New open Nano Banana, AI plays any video game, new top open source models, long videos: AI NEWS

This week’s AI news highlights major breakthroughs in open-source models and tools, including state-of-the-art language models, advanced video and image editing, 3D scene manipulation, and robotics, many of which now rival or surpass leading commercial solutions. Notable releases include powerful coding and reasoning models, infinite-length video generation, natural language image editing, 3D scene reconstruction, and Nvidia’s AI agent that can autonomously play thousands of video games.

This week in AI has seen a surge of groundbreaking open-source models and tools, many of which rival or even surpass leading closed models like Gemini 3 and GPT-5.2. Notably, two new state-of-the-art open-source models, Miniax M2.1 and GLM 4.7, have demonstrated exceptional abilities in agentic coding, multi-step reasoning, and data analysis, outperforming top commercial models on several benchmarks. These models are freely available for enterprise and research use, with Miniax M2.1 excelling in coding complex applications and GLM 4.7 showing strong results in competitive math and science tasks.

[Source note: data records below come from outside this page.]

PR #2593, opened 2026-09-19
fix: APP_VERSION link in settings page

catch-21:
## Summary

Release URL (src/config/externalLinks.ts): GitHub tags are v1.10.0, while the package version is 1.10.0. The link now prefixes v, so settings will point at https://github.com/pubky/pubky-app/releases/tag/v1.10.0 and still show v1.10.0.

## Verification

- [x] `npm test` (full) or targeted: `npm test -- <files>`
- [x] `npm run build` (route- or config-wide changes)
- [ ] `npm run test:vrt` (only when a VRT surface changed)

## Callouts

- [ ] Touches a surface covered by a VRT → baseline regeneration dispatched via **VRT Update Baselines** (no local baselines committed)
- [ ] Adds or changes an ADR (`docs/adr/`)
- [ ] Bumps `DB_VERSION` or changes a Dexie index map (local database is recreated for every user)
- [ ] Changes a `src/config/*` limit (product-wide policy)
- [ ] Changes a convention → `docs/`, `AGENTS.md` and `.greptile/config.json` updated
- [ ] Invalidates a Cypress spec → flagged for QA here (not edited)


src/config/externalLinks.ts
```diff
@@ -19,8 +19,14 @@ import { APP_VERSION } from './app';
  * URLs can be overridden using environment variables for different environments.
  */
 
-// App release URL (version injected from package.json via next.config.ts)
-export const APP_RELEASE_URL = `https://github.com/pubky/pubky-app/releases/tag/${APP_VERSION}`;
+// App release URL (version injected from package.json via next.config.ts).
+// GitHub release tags are `vX.Y.Z`; APP_VERSION is the bare package version.
```
talosmachina, line 23: **<sub><sub>P1</sub></sub> The shipped app does not use the package version, so this fix never applies there**

`APP_VERSION` in the released image is not the package version: `.github/workflows/release-docker.yml:44` and `.github/workflows/build-docker-image.yml:139` both pass `NEXT_PUBLIC_APP_VERSION=${{ github.sha }}`, and `next.config.ts:8` bakes that value into the bundle. On pubky.app the label still reads `v<40-hex>` and the link becomes `.../releases/tag/v7ab8606f5a810131fae59ad993bdcaa93814116d`, still a 404. The `v` prefix only lands in builds that skip the SHA arg (`npm run build`), which the release and preview images do not. For a working link in production the displayed version and the tag have to come from the same source.

Verified by: the bundle pubky.app currently serves (`/_next/static/chunks/main-app-46335d2e79d3f22e.js`) contains `NEXT_PUBLIC_APP_VERSION:"7ab8606f5a810131fae59ad993bdcaa93814116d"`; the two Docker workflows above pass `github.sha` as a build arg and the Dockerfile declares that ARG before `RUN npm run build`.

talosmachina (commented):
**1 finding** (1 P1). Prefixes `APP_VERSION` with `v` when building the settings-page release URL. Reviewed `77358c9`, full tier.

**Read in full**: `src/config/externalLinks.ts`, `src/config/app.ts`, `next.config.ts`, `SettingsInfo.tsx`, `Dockerfile`, `.github/workflows/release-docker.yml`, `.github/workflows/build-docker-image.yml`
**Call sites traced**: `APP_RELEASE_URL`, `buildAppReleaseUrl`, `SettingsInfo`
**CI**: green

**Ruled out**
- *Older tags without the prefix* (`1.7.0` and below carry no `v`): not reachable, `APP_VERSION` is always the current version and the shipped tags are `vX.Y.Z` from `v1.8.0` on.
- *Double-prefix guard*: `startsWith('v')` handles an already-prefixed value correctly, and both branches have tests.
- *Missing tests*: the new function's two branches are covered and the component test/snapshot were updated.
- *Cold reader*: asked to disprove the P1 from the repo and the live bundle; it could not, and confirmed no deploy path injects the package version at runtime.

</details>

Merge confidence: 3/5, the P1 above: the change does not reach the deployed app.

src/config/externalLinks.ts
talosmachina: **Correction: the mechanism is right, the source I named is not, and the finding is superseded on staging.**

`release-docker.yml` and `build-docker-image.yml` pass the *pubky-app* SHA and build the published and preview images. The deploy that served pubky.app is pubky-stack's `pubky-app-cicd.yml` (called by `pubky-stack-cicd.yml` on push to `staging`/`production`), which set `APP_VERSION: ${{ github.sha }}` on the job env (pubky-stack #259, `c1f8d78`, 2026-07-02) and wrote `NEXT_PUBLIC_APP_VERSION=$APP_VERSION` into `pubky-app.env`. That is why the live bundle carried `7ab8606`, a pubky-stack commit (the production head), not a pubky-app one.

Superseded: pubky-stack `2cf0d7e` (2026-09-19, on `staging`, not yet on `production`) now reads `APP_VERSION` from pubky-app's `package.json` at build time, so the next deploy built from `staging` bakes `1.10.0` and the `v` prefix in this PR is exactly what produces `releases/tag/v1.10.0`. The change here is the right one for that path.

What still holds: the image on pubky.app today (production head `7ab8606`) shows `v<40 hex>` and a 404 until a deploy carries `2cf0d7e`, and the app's own Docker images still pass `github.sha`, so their settings page keeps the SHA link.

PR #255, opened 2019-07-11
Dataset builder merge

benjaminpkane:
Merge `LazyLabeledDataset` in `LabeledDatasetBuilder`.

The transformers now operate on the builder, which feels somewhat clunky.

### DIFF
--- a/eta/core/datasets.py
+++ b/eta/core/datasets.py
@@ -1193,7 +1193,7 @@ class LabeledDatasetBuilder(object):
 
     def __init__(self):
         self.transformers = []
-        self._dataset = None
+        self._dataset = BuilderDataset(schema=schema)
 
     def add_record(self, record):
         self.dataset.add(record)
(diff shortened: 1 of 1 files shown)


eta/core/datasets.py
```diff
@@ -1219,14 +1178,36 @@ class LabeledDatasetBuilder(object):
...
+        return self.entries
 
     def add_transform(self, transform):
         self.transformers.append(transform)
 
     def build(self):
         for transformer in self.transformers:
-            self.dataset = transformer.transform(self.dataset)
-        return self.dataset.make_dataset()
+            transformer.transform(self)
```
MikeJeffers: Oh transformers take the builder in directly... hmm 
This is why putting too much responsibility in one object can be problematic, this could allow a transformer to add itself to the builder.  I think there should be a POJO (or POPO) that simply has the collection or records.  But make the interface for its construction and lifecycle internal to that of the builder:
 - Make builder
 - Make records
 - Add records to builder -> builder adds record to internal object
 - Builder passes internal collection to transformers, not self

benjaminpkane: Right. I've made some changes.

eta/core/datasets.py
```diff
@@ -1111,27 +1077,35 @@ def __init__(self, video_path, labels_path, start_frame=None,
...
+    DatasetTransformers operate on BuilderDatasets.
+    '''
+
+    def __init__(self, schema=None):
+        self.records = []
+        self.schema = schema
+
+    def add(self, record):
+        self.records.append(record)
+
```
MikeJeffers: needs `get_entries` etc.

eta/core/datasets.py
```diff
@@ -1190,12 +1163,11 @@ def _extract_video_labels(self, start_frame, end_frame, labels):
         return segment
 
     def transform(self, src):
-        for entry in src.get_entries():
-            labels = entry.get_labels()
-            labels = self._extract_video_labels(entry.start_frame,
-                                                entry.end_frame, labels)
-            entry.set_labels(labels)
-        return src
+        for record in src.get_entries():
```
MikeJeffers: BuilderDataset needs some method for allowing transformers to access it's data - and manipulate, replace, remove, and add to it

eta/core/datasets.py
benjaminpkane: Added!

PR #256, opened 2019-07-11
Build from a LabeledDataset

benjaminpkane:
To run a series of transforms on a `LabeledDataset` we call `builder()` on the dataset to create the builder instance. You then add transforms as you would expect.

No output yet, so this has not been heavily tested.

### DIFF
--- a/eta/core/datasets.py
+++ b/eta/core/datasets.py
@@ -277,21 +277,21 @@ class LabeledDatasetBuilder(object):
     '''
 
     def __init__(self, schema=None):
-        self.transformers = []
+        self._transformers = []
         self._dataset = None
 
     def add_record(self, record):
         self._dataset.add(record)
 
     def add_transform(self, transform):
-        self.transformers.append(transform)
+        self._transformers.append(transform)
 
     @property
     def record_cls(self):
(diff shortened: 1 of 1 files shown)


eta/core/datasets.py
```diff
@@ -788,6 +839,12 @@ def _ensure_empty_dataset_dir(dataset_path):
         etau.ensure_dir(data_subdir)
         etau.ensure_dir(labels_subdir)
 
+    def builder(self):
```
benjaminpkane: This is the function users would call. perhaps `transformer`? Naming is hard.

eta/core/datasets.py
```diff
@@ -1076,30 +1159,52 @@ def __init__(self, video_path, labels_path, start_frame=None,
...
+        attrs += [
+            "start_frame",
+            "end_frame",
+            "duration",
+            "total_frame_count"
+        ]
+        return attrs
+
+
+class BuilderDataset(etad.DataRecords):
```
benjaminpkane: Note that this is a `DataRecords` instance which are meant to hold `BaseDataRecord`s. `add` and much more included!

PR #258, opened 2019-07-11
Basic output from dataset builder

benjaminpkane:


eta/core/datasets.py
```diff
@@ -1136,6 +1151,17 @@ def __init__(self, image_path, labels_path):
         super(BuilderImageRecord, self).__init__(image_path, labels_path)
         self.labels_cls = etai.ImageLabels
 
+    def build(self, dir_path, filename, pretty_print=False):
+        data_filename = filename + os.path.splitext(self.data_path)[1]
+        data_path = os.path.join(dir_path, data_filename)
+        etau.copy_file(self.data_path, data_path)
```
MikeJeffers: Will the file be on a local disk path at this time?

eta/core/datasets.py
```diff
@@ -1159,11 +1186,37 @@ def __init__(self, video_path, labels_path, start_frame=1,
...
-        self.end_frame = video_metadata.total_frame_count
+    def _init_from_video_metadata(self):
+        self.total_frame_count = self.metadata.total_frame_count
+        self.duration = self.metadata.duration
+        self.end_frame = self.metadata.total_frame_count
+
+    @property
+    def metadata(self):
+        if not self._metadata:
+            self._metadata = etav.VideoMetadata.build_for(self.data_path)
```
MikeJeffers: We avoided loading the metadata file directly elsewhere, will this require the file, or can this be constructed optionally from a provided dictionary of metadata fields?

benjaminpkane: This can be avoided. I'll update this.

eta/core/datasets.py
benjaminpkane: Yes, via `validated_path`.

PR #259, opened 2019-07-11
updated docstring for write_manifest()

rpinnaka:


eta/core/datasets.py
```diff
@@ -390,6 +391,24 @@ def set_description(self, description):
     def write_manifest(self, filename, description=None):
         '''Writes the manifest to a new file inside the base dataset directory.
 
+        Manifest is stored on disk in the following format
```
brimoor: It would be preferable to move this example JSON to the docstring of the `LabeledDatasetIndex` class. Then everyone who uses manifests and wants to know what they look like can find the info there.

The docstrings of the `LabeledImageDataset` and `LabeledVideoDataset` classes already specify that their manifests are stored in `LabeledDatasetIndex` format, so the relevant pointers should already be in place

rpinnaka:
yes @brimoor, it would be more meaningful to update the docstring of the `LabeledDatasetIndex` class instead. Updated accordingly, you can please re-review it. Thanks.

rpinnaka:
Thanks @mattphotonman, for mentioning that too. Updated it.

mattphotonman:
Thanks @rpinnaka , LGTM!  Please merge when ready.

Video generation and editing have also made significant strides. Tools like Flashportrait from Alibaba enable infinite-length, highly consistent portrait animations, outperforming previous methods in both speed and quality. New AI models such as RICO allow for micro-editing of videos using text prompts, enabling users to replace, add, or stylize elements within a video seamlessly. Meanwhile, ByteDance’s StoryMem and Dream Montage introduce advanced memory and keyframe control, allowing for longer, more coherent, and customizable cinematic videos.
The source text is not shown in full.